It's been quite some time since I read the actual books but in the movies at least at the end Frodo and Bilbo are granted passage on the last ship out of the Grey Havens to Valinor.
As I understand it, no mortal soul is permitted to set foot on Valinor... ever. This is even the reason Númenor was sunk; Ar-Pharazôn the Golden attempted to invade and the Valar sunk Númenor and destroyed his fleet in punishment. So why are the Hobbits allowed?
Is it simply because of their bearing the One Ring? That makes little sense to me; certainly there have been other mortals whose deeds have been equally heroic and selfless in the past who were denied Valinor.
Is that really the reason though? That Frodo and Bilbo were bearers of the One Ring?
Answer
Gandalf, as the representative of the Valar, allowed Frodo and Bilbo to go - Frodo after Arwen intervened on his behalf, and argued that since she had given up her right to go West, it should be given to Frodo.
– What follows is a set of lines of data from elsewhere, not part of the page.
PR #131, opened 2019-02-07
Changed flags to be marked as spoilers

teamshortcut:
Just surrounded the flag with "||"

### DIFF
--- a/bot/cogs/cyber.py
+++ b/bot/cogs/cyber.py
@@ -140,7 +140,7 @@ class Cyber:
             content = "13.1 is a No Flag Zone™ 🙅⛔⚔️"
         else:
             # Generates random, but unique and identical per challenge, base 64 "flag"
-            content = "The flag is: " + await generatebase64(ord(base[0]) + level_num + challenge_num)
+            content = "The flag is: ||" + (await generatebase64(ord(base[0]) + level_num + challenge_num)) + "||"
 
         embed = Embed(
             title=(f"{base} - Level {level_num} Challenge {challenge_num}"),


bot/cogs/cyber.py
```diff
@@ -140,7 +140,7 @@ def __init__(self, bot: Bot):
             content = "13.1 is a No Flag Zone™ 🙅⛔⚔️"
         else:
             # Generates random, but unique and identical per challenge, base 64 "flag"
-            content = "The flag is: " + await generatebase64(ord(base[0]) + level_num + challenge_num)
+            content = "The flag is: ||" + (await generatebase64(ord(base[0]) + level_num + challenge_num)) + "||"
```
joker314: I don't think this extra pair of brackets helps readability, do you agree?

fractalpenguin: It doesn't exactly harm it, and it has already been merged.

joker314: > It doesn't exactly harm it

Well, that depends on what you mean by "harm".

First, let's consider the functionality of the program. For the same inputs, we can definitely expect the same outcomes. This is because parenthesis don't change the behaviour of the program. But parenthesis also take more time to parse and evaluate by the Python interpreter. This effect is negligible so we can discount it also. Hence I concede that the functionality is the same.

Let us next consider _style_. Some argue that style is unimportant. A program that runs is a good program. Yet consider that the majority of a developer's time will be _reading_ code, not writing it. So we need to make sure that the code our contributors are reading is clear (the people who contribute are volunteers, after all), and we even have certain validations in place (like `flake8`), to make sure our code is consistent. Sometimes, parenthesis are a really good thing. They help us group things together so that it is obvious how things are going to be run. This in turn makes reading code faster. Yet there are other times when parenthesis are pointless. Consider this:

```python
(24 * (60 * 60)) * 365
```
Each operand has equal weight in the expression, yet we are pointlessly grouping some together, just to create confusion. In this case, `flake8` should not be required to complain, because it doesn't know what `60` or `24` mean to humans, and hence it doesn't know which (if any) are more important than the others. This is a style decision, but for humans.

The case we're dealing with here is significantly less extreme. We have a function invocation and it's been surrounded in brackets:

```python
... (f(...)) ...
```

My criticism is that
  - no brackets are needed because there is only one term inside
  - the opening bracket isn't needed because a syntax highlighter will separate (using colour) the string literal from the function invocation
  - the closing bracket isn't needed because there's already a closing bracket to keep things isolated: the bracket of the function invocation. I find double brackets a little clunky when they aren't needed.

Effectively, this is a personal preference. And that's why I've left this open for discussion. It's just I worry that the brackets will cause a contributor to ponder why they were placed there (i.e., maybe there was a special reason that they haven't figured out yet), or they will be extra characters that distract from the content of the code.

I don't know. What are you thoughts?

> it has already been merged

A second pull request can always be filed if needed. \:) It would be a great project for a person inexperienced in version control or Python -- and I know CyberDiscovery has loads of them! We could file an issue and advertise it on the server to get more people contributing, if we wanted to.

<hr>

Whoops I rambled! My point is that this is incredibly unimportant and that I agree with you completely.

joker314: Also, we could use f-strings and that would probably be the best solution?

I'm thinking something like this:

```python
flag = await generatebase64(...)
content = f"The flag is: ||{flag}||"
```

fractalpenguin: f-strings would probably be a better solution.
The parentheses help in the sense that the await call is insulated from the rest of the program.

joker314: @fractalpenguin If you're interested in my reasoning, you could view the edit history of the removed comment. I think I agree with you. Per my deleted comment, I guess we could file a help wanted issue and reserve it for a first-time contributor to help them get started with Git and Python?

AnonGuy: Having a discussion here is pointless, since the PR is closed.

AnonGuy: Having a discussion here is pointless, since the PR is closed.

Here is what the Letters say (letter 246):
It is not made explicit how she could arrange this. She could not of course just transfer her ticket on the boat like that! For any except those of Elvish race 'sailing West' was not permitted, and any exception required 'authority', and she was not in direct communication with the Valar, especially not since her choice to become 'mortal'. What is meant is that it was Arwen who first thought of sending Frodo into the West, and put in a plea for him to Gandalf (direct or through Galadriel, or both), and she used her own renunciation of the right to go West as an argument. Her renunciation and suffering were related to and enmeshed with Frodo's : both were parts of a plan for the regeneration of the state of Men. Her prayer might therefore be specially effective, and her plan have a certain equity of exchange. No doubt it was Gandalf who was the authority that accepted her plea.
Gandalf's personal feelings came into it, too:
Bilbo went too. No doubt as a completion of the plan due to Gandalf himself. Gandalf had a very great affection for Bilbo, from the hobbit's childhood onwards. His companionship was really necessary for Frodo's sake – it is difficult to imagine a hobbit, even one who had been through Frodo's experiences, being really happy even in an earthly paradise without a companion of his own kind, and Bilbo was the person that Frodo most loved. (Cf III 252 lines 12 to 21 and 263 lines 1-2.)2 But he also needed and deserved the favour on his own account.
Of course, they did not become immortal:
Frodo was sent or allowed to pass over Sea to heal him – if that could be done, before he died. He would have eventually to 'pass away': no mortal could, or can, abide for ever on earth, or within Time. So he went both to a purgatory and to a reward, for a while: a period of reflection and peace and a gaining of a truer understanding of his position in littleness and in greatness, spent still in Time amid the natural beauty of 'Arda Unmarred', the Earth unspoiled by evil.
So basically, Bilbo and Frodo (and perhaps Sam) were allowed to sail West because they directly suffered in fulfilling the special plans of Eru and the Valar, because Gandalf liked them, and because Arwen wanted healing for them.